● **WHAT IS EXPECTED**
Would you retype every line below without changing anything?

Records contained in a dataset
****************************************

PR #4732, opened 2021-10-28
[ci] indicate support of Monterey

StrikerRUS:
According to the policy, we indicate support only for the last 3 macOS versions in wheel name: https://github.com/microsoft/LightGBM/pull/2691#issue-549125519.

I believe that "the last 3 macOS  versions" means 3 last major releases like it was before 11.x 

Successfully built bottles for `arm64_monterey`, `arm64_big_sur`, `monterey`, `big_sur`, `catalina`, `mojave` by Homebrew team give some confidence in that LightGBM is indeed compatible with the wide range of macOS versions.
https://github.com/Homebrew/homebrew-core/blob/4060c0ab42d8b9b7168b34f55f12e16a91b27150/Formula/lightgbm.rb#L10-L15

Just FYI, it is now possible to provide one `universal2` wheel for both `x86_64` and `arm64`.
- https://discuss.python.org/t/apple-silicon-and-packaging/4516
- https://github.com/numpy/numpy/issues/18143

### DIFF
--- a/.ci/test.sh
+++ b/.ci/test.sh
@@ -133,7 +133,7 @@ if [[ $TASK == "sdist" ]]; then
 elif [[ $TASK == "bdist" ]]; then
     if [[ $OS_NAME == "macos" ]]; then
         cd $BUILD_DIRECTORY/python-package && python setup.py bdist_wheel --plat-name=macosx --python-tag py3 || exit -1
-        mv dist/lightgbm-$LGB_VER-py3-none-macosx.whl dist/lightgbm-$LGB_VER-py3-none-macosx_10_14_x86_64.macosx_10_15_x86_64.macosx_11_0_x86_64.whl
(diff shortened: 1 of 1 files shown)


jameslamb (approved):
Thanks for this. I agree with your interpretation of "last 3 major versions".

StrikerRUS:
> I agree with your interpretation of "last 3 major versions".

Just to clarify, right now due to the restrictions of our CI (https://github.com/microsoft/LightGBM/pull/4732#issuecomment-953987758) we are supporting "last 4 major versions", not 3.

We may consider migrating to a newer macOS builder like XGBoost recently did: https://github.com/dmlc/xgboost/pull/7382.
But it will require updating info about the Xcode version used to create release artifacts in two places
https://github.com/microsoft/LightGBM/tree/master/python-package#install-from-pypi
https://github.com/microsoft/LightGBM/blob/dcae8dd5696cb35f105680ecc1de15feede250a1/.ci/setup.sh#L7
because the minimum available version of Xcode at `macos-10.15` builder is `10.3`
https://github.com/actions/virtual-environments/blob/main/images/macos/macos-10.15-Readme.md#xcode

And I don't know whether new artifacts will remain backward compatible.

jameslamb:
Got it, yep thanks for the further explanation. Makes sense to me.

****************************************

● **ANSWER BOX**
PR #4732, opened 2021-10-28
[ci] indicate support of Monterey

StrikerRUS:
According to the policy, we indicate support only for the last 3 macOS versions in wheel name: https://github.com/microsoft/LightGBM/pull/2691#issue-549125519.

I believe that "the last 3 macOS  versions" means 3 last major releases like it was before 11.x 

Successfully built bottles for `arm64_monterey`, `arm64_big_sur`, `monterey`, `big_sur`, `catalina`, `mojave` by Homebrew team give some confidence in that LightGBM is indeed compatible with the wide range of macOS versions.
https://github.com/Homebrew/homebrew-core/blob/4060c0ab42d8b9b7168b34f55f12e16a91b27150/Formula/lightgbm.rb#L10-L15

Just FYI, it is now possible to provide one `universal2` wheel for both `x86_64` and `arm64`.
- https://discuss.python.org/t/apple-silicon-and-packaging/4516
- https://github.com/numpy/numpy/issues/18143

### DIFF
--- a/.ci/test.sh
+++ b/.ci/test.sh
@@ -133,7 +133,7 @@ if [[ $TASK == "sdist" ]]; then
 elif [[ $TASK == "bdist" ]]; then
     if [[ $OS_NAME == "macos" ]]; then
         cd $BUILD_DIRECTORY/python-package && python setup.py bdist_wheel --plat-name=macosx --python-tag py3 || exit -1
-        mv dist/lightgbm-$LGB_VER-py3-none-macosx.whl dist/lightgbm-$LGB_VER-py3-none-macosx_10_14_x86_64.macosx_10_15_x86_64.macosx_11_0_x86_64.whl
(diff shortened: 1 of 1 files shown)


jameslamb (approved):
Thanks for this. I agree with your interpretation of "last 3 major versions".

StrikerRUS:
> I agree with your interpretation of "last 3 major versions".

Just to clarify, right now due to the restrictions of our CI (https://github.com/microsoft/LightGBM/pull/4732#issuecomment-953987758) we are supporting "last 4 major versions", not 3.

We may consider migrating to a newer macOS builder like XGBoost recently did: https://github.com/dmlc/xgboost/pull/7382.
But it will require updating info about the Xcode version used to create release artifacts in two places
https://github.com/microsoft/LightGBM/tree/master/python-package#install-from-pypi
https://github.com/microsoft/LightGBM/blob/dcae8dd5696cb35f105680ecc1de15feede250a1/.ci/setup.sh#L7
because the minimum available version of Xcode at `macos-10.15` builder is `10.3`
https://github.com/actions/virtual-environments/blob/main/images/macos/macos-10.15-Readme.md#xcode

And I don't know whether new artifacts will remain backward compatible.

jameslamb:
Got it, yep thanks for the further explanation. Makes sense to me.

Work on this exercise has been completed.